#### Task to carry out
Return verbatim every line from the first line of the data below to the line that contains "flask import jsonify", inclusive, and no further.

[Records excerpted from a collection]
=======
PR #2382, opened 2021-07-21
Documents index mappings api

npalaska:
API for returning documents mappings.
- The mapping index name need to be specified in the URI `/api/v1/mappings/<index_name>` for example to get `run-data` document mappings one can perform the GET request on `/api/v1/mappings/run`
- Internally we return the mappings by querying the `Template` table instead of making a direct ES query.

### DIFF
--- a/lib/pbench/server/api/resources/query_apis/index_mappings.py
+++ b/lib/pbench/server/api/resources/query_apis/index_mappings.py
@@ -1,0 +1,88 @@
+from http import HTTPStatus
+from logging import Logger
+from typing import Any, AnyStr, Dict
+
+from flask import jsonify
+from flask_restful import Resource, abort
+
+from pbench.server.database.models.template import Template, TemplateNotFound
+
+
+class IndexMappings(Resource):
+    """
+    Get properties of the run-data document type on which the dashboard can search.
+    This API currently only returns mapping properties of run-data documents.
+
+    TODO: In future we can tweak this API to take the document type name from the user
+    and query that type name against the template table to return the appropriate mappings
+
+    :return:
+    {
+        "@metadata":
+            [
+                "controller_dir",
+                "file-date",
+                "file-name",
+                "file-size",
+                "md5",
+                ...
+            ],
+       "host_tools_info":
+            [
+                "hostname",
+                "hostname-f",
+                ...
+            ],
+        "authorization":
+            [
+                "access",
+                "owner"
+            ]
+        "run":
+            [
+                "id",
+                "controller",
+                "user",
+                "name",
+                ...
+            ],
+        "sosreports":
+            [
+                "hostname-f",
+                "sosreport-error",
+                "hostname-s",
+                ...
+            ]
+    }
+    """
+
+    def __init__(self, logger: Logger):
+        self.logger = logger
+
+    def get(self, index_name: AnyStr) -> Dict[AnyStr, Any]:
+        """
+        Return mapping properties of the document specified by the index name in the URI.
+        For example, user can get the run document properties by making a GET request on
+        index/mappings/run. Similarly other index documents can be fetched by making a GET
+        request on appropriate index names.
+        We fetch the mapping by querying the template database. If the template is not found
+        in the database NOT_FOUND error will be raised.
+        """
+        try:
+            template = Template.find(index_name)
+            mappings = template.mappings
+
+            result = {}
+            for property in mappings["properties"]:
+                if "properties" in mappings["properties"][property]:
+                    result[property] = list(
+                        mappings["properties"][property]["properties"].keys()
+                    )
+
+            # construct response object
+            return jsonify(result)
+        except TemplateNotFound:
+            self.logger.exception(
+                "Document template {} not found in the database.", index_name
+            )
+            abort(HTTPStatus.NOT_FOUND, message="Mapping not found")
--- a/lib/pbench/test/unit/server/conftest.py
+++ b/lib/pbench/test/unit/server/conftest.py
@@ -222,17 +222,179 @@ def find_template(monkeypatch, fake_mtime):
     """
 
     def fake_find(name: str) -> Template:
-        return Template(
-            name="run",
-            idxname="run-data",
-            template_name="unit-test.v6.run-data",
-            file="run.json",
-            template_pattern="unit-test.v6.run-data.*",
-            index_template="unit-test.v6.run-data.{year}-{month}",
-            settings={"none": False},
-            mappings={"properties": None},
-            version=5,
-        )
+        if name == "run":
+            return Template(
+                name="run",
+                idxname="run-data",
+                template_name="unit-test.v6.run-data",
+                file="run.json",
+                template_pattern="unit-test.v6.run-data.*",
+                index_template="unit-test.v6.run-data.{year}-{month}",
+                settings={"none": False},
+                mappings={
+                    "_meta": {"version": "6"},
+                    "date_detection": "false",
+                    "properties": {
+                        "@generated-by": {"type": "keyword"},
+                        "@metadata": {
+                            "properties": {
+                                "controller_dir": {"type": "keyword"},
+                                "file-date": {"type": "date"},
+                                "file-name": {"type": "keyword"},
+                                "file-size": {"type": "long"},
+                                "md5": {"type": "keyword"},
+                                "pbench-agent-version": {"type": "keyword"},
+                                "raw_size": {"type": "long"},
+                                "result-prefix": {"type": "text"},
+                                "satellite": {"type": "keyword"},
+                                "tar-ball-creation-timestamp": {"type": "date"},
+                                "toc-prefix": {"type": "text"},
+                            }
+                        },
+                        "@timestamp": {"type": "date"},
+                        "authorization": {
+                            "properties": {
+                                "access": {
+                                    "type": "text",
+                                    "fields": {
+                                        "keyword": {
+                                            "type": "keyword",
+                                            "ignore_above": 256,
+                                        }
+                                    },
+                                },
+                                "owner": {
+                                    "type": "text",
+                                    "fields": {
+                                        "keyword": {
+                                            "type": "keyword",
+                                            "ignore_above": 256,
+                                        }
+                                    },
+                                },
+                            }
+                        },
+                        "host_tools_info": {
+                            "type": "nested",
+                            "properties": {
+                                "hostname": {"type": "keyword"},
+                                "hostname-f": {"type": "keyword"},
+                                "hostname-s": {"type": "keyword"},
+                                "label": {"type": "keyword"},
+                                "tools": {
+                                    "properties": {
+                                        "disk": {"type": "text"},
+                                        "haproxy-ocp": {"type": "text"},
+                                        "iostat": {"type": "text"},
+                                        "mpstat": {"type": "text"},
+                                        "oc": {"type": "text"},
+                                        "perf": {"type": "text"},
+                                        "pidstat": {"type": "text"},
+                                        "pprof": {"type": "text"},
+                                        "proc-interrupts": {"type": "text"},
+                                        "proc-vmstat": {"type": "text"},
+                                        "prometheus-metrics": {"type": "text"},
+                                        "sar": {"type": "text"},
+                                        "turbostat": {"type": "text"},
+                                        "vmstat": {"type": "text"},
+                                    }
+                                },
+                            },
+                        },
+                        "run": {
+                            "properties": {
+                                "config": {"type": "keyword"},
+                                "controller": {"type": "keyword"},
+                                "date": {"type": "date"},
+                                "end": {"type": "date"},
+                                "id": {"type": "keyword"},
+                                "iterations": {"type": "text"},
+                                "name": {"type": "keyword"},
+                                "script": {"type": "keyword"},
+                                "start": {"type": "date"},
+                                "toolsgroup": {"type": "keyword"},
+                                "user": {"type": "keyword"},
+                            }
+                        },
+                        "sosreports": {
+                            "type": "nested",
+                            "properties": {
+                                "hostname-f": {"type": "keyword"},
+                                "hostname-s": {"type": "keyword"},
+                                "inet": {
+                                    "type": "nested",
+                                    "properties": {
+                                        "ifname": {"type": "keyword"},
+                                        "ipaddr": {"type": "ip"},
+                                    },
+                                },
+                                "inet6": {
+                                    "type": "nested",
+                                    "properties": {
+                                        "ifname": {"type": "keyword"},
+                                        "ipaddr": {"type": "keyword"},
+                                    },
+                                },
+                                "md5": {"type": "keyword"},
+                                "name": {"type": "keyword"},
+                                "sosreport-error": {"type": "text"},
+                            },
+                        },
+                    },
+                },
+                version=5,
+            )
+        elif name == "result":
+            return Template(
+                name="result",
+                idxname="result-data",
+                template_name="unit-test.v5.result-data",
+                file="run.json",
+                template_pattern="unit-test.v5.result-data.*",
+                index_template="unit-test.v5.result-data.{year}-{month}",
+                settings={"none": False},
+                mappings={
+                    "_meta": {"version": "5"},
+                    "date_detection": "false",
+                    "properties": {
+                        "@timestamp": {"type": "date", "format": "dateOptionalTime"},
+                        "@timestamp_original": {"type": "keyword", "index": "false"},
+                        "result_data_sample_parent": {"type": "keyword"},
+                        "run": {
+                            "properties": {
+                                "id": {"type": "keyword"},
+                                "name": {"type": "keyword"},
+                            }
+                        },
+                        "iteration": {
+                            "properties": {
+                                "name": {"type": "keyword"},
+                                "number": {"type": "long"},
+                            }
+                        },
+                        "sample": {
+                            "properties": {
+                                "@idx": {"type": "long"},
+                                "name": {"type": "keyword"},
+                                "measurement_type": {"type": "keyword"},
+                                "measurement_idx": {"type": "long"},
+                                "measurement_title": {"type": "text"},
+                                "uid": {"type": "keyword"},
+                            }
+                        },
+                        "result": {
+                            "properties": {
+                                "@idx": {"type": "long"},
+                                "read_or_write": {"type": "long"},
+                                "value": {"type": "double"},
+                            }
+                        },
+                    },
+                },
+                version=5,
+            )
+        else:
+            return None
 
     with monkeypatch.context() as m:
         m.setattr(Template, "find", fake_find)
--- a/lib/pbench/test/unit/server/query_apis/test_index_mappings.py
+++ b/lib/pbench/test/unit/server/query_apis/test_index_mappings.py
@@ -1,0 +1,122 @@
+import pytest
+from http import HTTPStatus
+from sqlalchemy.exc import DatabaseError
+
+from pbench.server.database.models.template import Template
+
+
+@pytest.fixture()
+def database_error(monkeypatch):
+    def raise_db_error(name: str):
+        raise DatabaseError("DB Error")
+
+    with monkeypatch.context() as m:
+        m.setattr(Template, "find", raise_db_error)
+        yield
+
+
+class TestIndexMappings:
+    """
+    Unit testing for resources/IndexMappings class.
+
+    In a web service context, we access class functions mostly via the
+    Flask test client rather than trying to directly invoke the class
+    constructor and `post` service.
+    """
+
+    def test_run_template_query(self, client, server_config, find_template):
+        """
+        Check the construction of index mappings API and filtering of the
+        response body.
+        """
+        with client:
+            response = client.get(f"{server_config.rest_uri}/index/mappings/run")
+            assert response.status_code == HTTPStatus.OK
+            res_json = response.json
+            assert res_json == {
+                "@metadata": [
+                    "controller_dir",
+                    "file-date",
+                    "file-name",
+                    "file-size",
+                    "md5",
+                    "pbench-agent-version",
+                    "raw_size",
+                    "result-prefix",
+                    "satellite",
+                    "tar-ball-creation-timestamp",
+                    "toc-prefix",
+                ],
+                "authorization": ["access", "owner"],
+                "host_tools_info": [
+                    "hostname",
+                    "hostname-f",
+                    "hostname-s",
+                    "label",
+                    "tools",
+                ],
+                "run": [
+                    "config",
+                    "controller",
+                    "date",
+                    "end",
+                    "id",
+                    "iterations",
+                    "name",
+                    "script",
+                    "start",
+                    "toolsgroup",
+                    "user",
+                ],
+                "sosreports": [
+                    "hostname-f",
+                    "hostname-s",
+                    "inet",
+                    "inet6",
+                    "md5",
+                    "name",
+                    "sosreport-error",
+                ],
+            }
+
+    def test_result_template_query(self, client, server_config, find_template):
+        """
+        Check the construction of index mappings API and filtering of the
+        response body.
+        """
+        with client:
+            response = client.get(f"{server_config.rest_uri}/index/mappings/result")
+            assert response.status_code == HTTPStatus.OK
+            res_json = response.json
+            assert res_json == {
+                "iteration": ["name", "number"],
+                "result": ["@idx", "read_or_write", "value"],
+                "run": ["id", "name"],
+                "sample": [
+                    "@idx",
+                    "name",
+                    "measurement_type",
+                    "measurement_idx",
+                    "measurement_title",
+                    "uid",
+                ],
+            }
+
+    def test_with_no_index_document(self, client, server_config):
+        """
+        Check the index mappings API if there is no index document (specified by the index name in the URI)
+        present in the database.
+        """
+        with client:
+            response = client.get(f"{server_config.rest_uri}/index/mappings/run")
+            assert response.status_code == HTTPStatus.NOT_FOUND
+            assert response.json["message"] == "Mapping not found"
+
+    def test_with_db_error(self, client, server_config, database_error):
+        """
+        Check the index mappings API if there is an error connecting to sql database.
+        """
+        with client:
+            response = client.get(f"{server_config.rest_uri}/index/mappings/run")
+            assert response.status_code == HTTPStatus.INTERNAL_SERVER_ERROR
+            assert response.json["message"] == "Internal Server Error"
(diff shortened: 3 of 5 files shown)


lib/pbench/server/api/resources/query_apis/index_mappings.py
```diff
@@ -0,0 +1,45 @@
...
+        self.logger.info(mappings)
+        result = {}
+        for property in mappings["properties"]:
+            self.logger.info(property)
+            if "properties" in mappings["properties"][property]:
+                result[property] = list(
+                    mappings["properties"][property]["properties"].keys()
+                )
+
+        result.pop("authorization", None)
```
dbutenhof, line 42: Huh; that's an interesting point. The actual search will control access to datasets, though, so I'm not sure it's necessary. This introduces the idea of "Pbench metadata" fields we're more or less hiding from a client. Is that a direction we want to go? The dashboard may want to focus the search on features of the run, but possibly it'd be more appropriate for the dashboard effect to remove this if it doesn't want that to appear in the search dashboard setup pane?

dbutenhof (commented):
Good; a couple of comments, but a nice start.

Better documentation would help a lot; and of course you need unit tests.

lib/pbench/server/api/resources/query_apis/index_mappings.py
```diff
@@ -0,0 +1,45 @@
...
+        current_month = datetime.strptime(datetime.today().strftime("%Y-%m"), "%Y-%m")
+        uri_fragment = self._gen_month_range("run", current_month, current_month)
+        self.logger.info("index mapping key: {}", uri_fragment)
+        return {"path": f"/{uri_fragment}/_mapping", "kwargs": {}}
+
+    def postprocess(self, es_json: Dict[AnyStr, Any]) -> Dict[AnyStr, Any]:
+        """
+        Returns a dictionary of run documents properties.
+        """
+        index = list(es_json.keys())[0]
```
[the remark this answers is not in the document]
npalaska: Yep I need to add some comments here.

lib/pbench/server/api/resources/query_apis/index_mappings.py
npalaska: yeah I am not sure either, I thought this field is not useful to the dashboard anyway so why to return, but I also probably agree that it's a dashboard's decision whether to add this on search pane. However, even if it adds this on the pane how would that be useful because the search is anyway gonna be user access controlled.

lib/pbench/server/api/resources/query_apis/index_mappings.py
```diff
@@ -0,0 +1,45 @@
...
+        super().__init__(config, logger, Schema())
+
+    def assemble(self, json_data: Dict[AnyStr, Any]) -> Dict[AnyStr, Any]:
+        """
+        Get properties of the run-data document for the index containing the current month
+        """
+        current_month = datetime.strptime(datetime.today().strftime("%Y-%m"), "%Y-%m")
+        uri_fragment = self._gen_month_range("run", current_month, current_month)
+        self.logger.info("index mapping key: {}", uri_fragment)
+        return {"path": f"/{uri_fragment}/_mapping", "kwargs": {}}
```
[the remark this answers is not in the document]
npalaska: yep

lib/pbench/server/api/resources/query_apis/index_mappings.py
```diff
@@ -0,0 +1,45 @@
...
+    """
+    Get properties of the run-data document type on which we can search.
+    """
+
+    def __init__(self, config: PbenchServerConfig, logger: Logger):
+        super().__init__(config, logger, Schema())
+
+    def assemble(self, json_data: Dict[AnyStr, Any]) -> Dict[AnyStr, Any]:
+        """
+        Get properties of the run-data document for the index containing the current month
```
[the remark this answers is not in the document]
npalaska: Yeah but I modified the code to query against the template table so we dont need to build the indices on the server

lib/pbench/server/api/resources/query_apis/index_mappings.py
```diff
@@ -0,0 +1,81 @@
...
+            mappings = template.mappings
+
+            result = {}
+            for property in mappings["properties"]:
+                if "properties" in mappings["properties"][property]:
+                    result[property] = list(
+                        mappings["properties"][property]["properties"].keys()
+                    )
+
+            result.pop("authorization", None)
```
dbutenhof, line 73: I'm still uncomfortable with "lying" like this. The more I think about it, the more I think we ought to return the complete "schema" and let the dashboard effect strip it out to avoid putting it on the field selector panel.

lib/pbench/test/unit/server/query_apis/test_index_mappings.py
=======
#### Output for this exercise
PR #2382, opened 2021-07-21
Documents index mappings api

npalaska:
API for returning documents mappings.
- The mapping index name need to be specified in the URI `/api/v1/mappings/<index_name>` for example to get `run-data` document mappings one can perform the GET request on `/api/v1/mappings/run`
- Internally we return the mappings by querying the `Template` table instead of making a direct ES query.

### DIFF
--- a/lib/pbench/server/api/resources/query_apis/index_mappings.py
+++ b/lib/pbench/server/api/resources/query_apis/index_mappings.py
@@ -1,0 +1,88 @@
+from http import HTTPStatus
+from logging import Logger
+from typing import Any, AnyStr, Dict
+
+from flask import jsonify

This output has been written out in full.